Underwater
Your stepfather is sitting on your dead mother’s veranda in that silly purple silk robe with his belly showing and his bare legs sprawled out. His eyes look down to the skin between your bathing suit top and the towel around your waist. No matter where you are in the enormous California house your mother left him when she died a year ago, you feel caged by those eyes.
“For the third time. No!” He looks up at your face, squinting in the sun, and you imagine stabbing the black pinholes in his eyes with a pen. You shouldn’t have to endure your friends’ teasing because you can never go out with them. You promised them you would go to the beach party tonight.
“You’re an asshole, Edward.”
“Watch that tongue. And you’re only thirteen so you’ll call me Dad.”
You sit down across from him and slide your hands into your lap so he can’t see the red polish. Mother would say honey catches more flies.
“Daddy, I’m sorry I swore at you. But please! I promise not to do anything bad.”
His dark eyes glare a silent no. You leave the table and stomp to the pool defeated.
You dive.
Underwater your hair swirls in yellow strands around your face while you make figure eights with your arms and let your legs dangle, thinking Ariel a silly little mermaid for wanting to leave this. You remember your mother’s hands holding your body in the water when she taught you to swim, even before you could walk. Your mother the sea goddess danced with you underwater, leaving your stepfather distorted and unreal in the separate realm of air. After she died, you practiced holding your breath so you could stay under the silent water longer, alone.
An idea you try to silence taps louder in your head.
Let him look.
Then he’ll say yes.
It won’t hurt just this once.
Before your lungs are empty, you take off your bathing suit top and leave it in the pool.

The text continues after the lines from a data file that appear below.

Issue #261, opened 2026-04-12
Feature request: add more editors/IDEs to the Open button


nexmoe:
## Feature Request

The **Open** button dropdown currently only supports **Cursor** and **Finder**.

It would be great to support more editors/IDEs, for example:

- **Zed**
- **VS Code**
- **JetBrains** (IntelliJ, WebStorm, etc.)
- **Sublime Text**
- **Xcode**
- **Windsurf**
- **Antigravity**
- **Terminal** (open in default terminal app)

### Current state

![Only Cursor and Finder are available](https://github.com/user-attachments/assets/placeholder)

Currently the dropdown only shows:
- Cursor
- Finder ✓

### Reference

For comparison, apps like **Fork** (Git client) already support a wide range of editors in their "Open" menu — including Finder, IDE submenu (Cursor, Antigravity, Windsurf, Zed, Sublime Text, Xcode, VS Code, JetBrains), Terminal, and Copy Path.

### Suggestion

- Auto-detect installed editors on the user's machine
- Allow users to configure/reorder their preferred editors
- Support custom editor commands (for less common editors)

nexmoe:
Related: #246 — requests first-class Cursor support, which is a subset of this broader editor/IDE support request.

duncan-daydream:
I second this — would love to see Xcode and Warp (terminal) in the list.

edward821220:
would love to see windsurf(devin IDE) in the list.

PR #2354, opened 2026-07-23
feat(desktop): add Fork to the Open menu

eodwyrd:
Adds Fork (the Git client) as an option in the workspace **Open** dropdown, so you can jump from a workspace straight into Fork with the repo open.

### Why
Finder and the editors are already there, but if you live in a Git GUI there's no quick way over. This scratches that itch. Related to #261 (more Open targets) — though that one's about editors, and this is a Git client, so figured it's worth its own small thing.

### How it works
Fork's a repository GUI, so it always opens the workspace root (never a single file). It launches via the existing `openMacApplication` runtime helper — literally `open -a Fork <repo>` — the same mechanism Cursor/Zed already use when their CLI isn't around. No runtime changes needed, and it only shows up when `Fork.app` is actually installed.

I went with `open -a Fork` over Fork's `fork` CLI on purpose: the CLI is opt-in (you have to install it separately) and cwd-based, whereas the app bundle is always there once Fork's installed and reliably opens the repo as a tab.

### Scope
**macOS only** for now — that's what I could actually test. Windows Fork launching can be a follow-up once someone can verify it.

One small quirk worth flagging: if Fork is fully quit, launching it opens the repo tab but Fork's own session-restore focuses whatever tab was last active rather than the one you just opened (it's still there, one click away). When Fork's already running it focuses the repo correctly. That's Fork's behaviour, not something we can override cleanly.

### Screenshots (desktop / macOS)
Fork in the Open dropdown, with its icon:

Open menu showing Fork

The workspace it opens from:

Workspace view

### How I verified
- Added registry tests: Fork shows on macOS when installed, opens the workspace root (ignores filePath), and is hidden when the app's missing or off-macOS.
- Ran it in the desktop app — Fork shows in the Open menu with its icon and opens the repo (screenshots above).
- `npm run typecheck`, `npm run lint`, `npm run format`, targeted vitest — all green.


boudra:

PR #2358, opened 2026-07-23
[codex] Fix git init workspace reclassification

### LINKED ISSUE #2356: Desktop does not reclassify an added non-git project after git init
## Summary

The newspaper is on his lap, and he gawks at you while you climb from the pool. His eyes lap up the water rolling down your skin.
“Come here,” he whispers like he’s trying to coax a shy dog. He stares at your pale small breasts inside a frame of tan lines as you inch toward him.
“You can go.” His voice cracks as he reaches out for you, and the newspaper falls to the ground. “But just this once.”
Behind him through the French doors, you notice the cleaning lady vacuuming the same spot over and over, watching you. Your hands with the red painted nails are all you have to cover yourself. With your head down and wet hair slapping your cheeks, you run back into the pool and sink. You see his refracted form walk to the edge.
You stay under longer than ever until your lungs ache, and you can’t stand it anymore.